Let $0<a<b$, and let $A, B \in \mathbb{R}^{n \times n}$ be two positive definite symmetric matrices.
My question is: is the matrix $M \in \mathbb{R}^{2n \times 2n}$ be defined by \begin{align*} M = \begin{bmatrix} bA & aB\\ aA & bB \end{bmatrix} \end{align*} positive definite or not? (In the sense $x^\intercal (M + M^\intercal) x >0$ for any nonzero $x \in \mathbb{R}^{2n}$.)
I tried the following.
We know that the symmetric matrix $P$ defined by \begin{align*} P = \begin{bmatrix} bA & a(AB)^{\frac{1}{2}}\\ a(BA)^{\frac{1}{2}} & bB \end{bmatrix} \end{align*} is positive definite, because it writes as \begin{align*} P = L^\intercal D L, \qquad \text{for }D = \frac{1}{2} \begin{bmatrix} (a+b)A & 0 \\ 0 & (b-a)A \end{bmatrix}, \quad L = \begin{bmatrix} I_n & A^{-\frac{1}{2}} B^{\frac{1}{2}}\\ I_n & - A^{-\frac{1}{2}} B^{\frac{1}{2}} \end{bmatrix} \end{align*} and $D$ is positive definite (hence, $x^\intercal P x = (Lx)^\intercal P (Lx)>0$ for any nonzero $x \in \mathbb{R}^{2n}$).
Moreover, one can see the following relationship between $M$ and $P$: \begin{align*} M = C^{-1} P C, \qquad \text{for } C = \mathrm{diag}(A^\frac{1}{2}, B^{\frac{1}{2}}) \end{align*} Hence, we know that $M$ and $P$ have the same eigenvalues. However, $M$ is not symmetric, so I don't know if this information is of any use.
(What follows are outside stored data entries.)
PR #3476, opened 2019-08-25
add Copy to Moment type

xlc:
Saves some typing and I don't see way it can't have `Copy`


bkchr:
Looks good so far, but could you also clean up the module? (remove calls to clone)

PR #3477, opened 2019-08-25
add worksapce to node-template Cargo.toml

xlc:
so that `cargo check --tests --all` will actually check everything


xlc:
this seems causing more issues. maybe should be done as part of node-template-release script?

PR #3481, opened 2019-08-26
Fix typo in readme

joepetrowski:
Missed a typo ("SEEED") in a review on Saturday, fixing here.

It is not always positive definite. Let $C=A^{-1/2}BA^{-1/2}$. Since $$ \pmatrix{A^{-1/2}\\ &A^{-1/2}}(M+M^T)\pmatrix{A^{-1/2}\\ &A^{-1/2}}=\pmatrix{2bI&a(I+C)\\ a(I+C)&2bC} $$ and $C$ can be unitary diagonalised, $M+M^T$ is positive definite if and only if $\pmatrix{2b&a(1+c)\\ a(1+c)&2bc}$ is positive definite for every eigenvalue $c$ of $C$. By Sylvester's criterion, the latter condition is equivalent to $4b^2c-a^2(1+c)^2>0$, which clearly isn't always satisfied.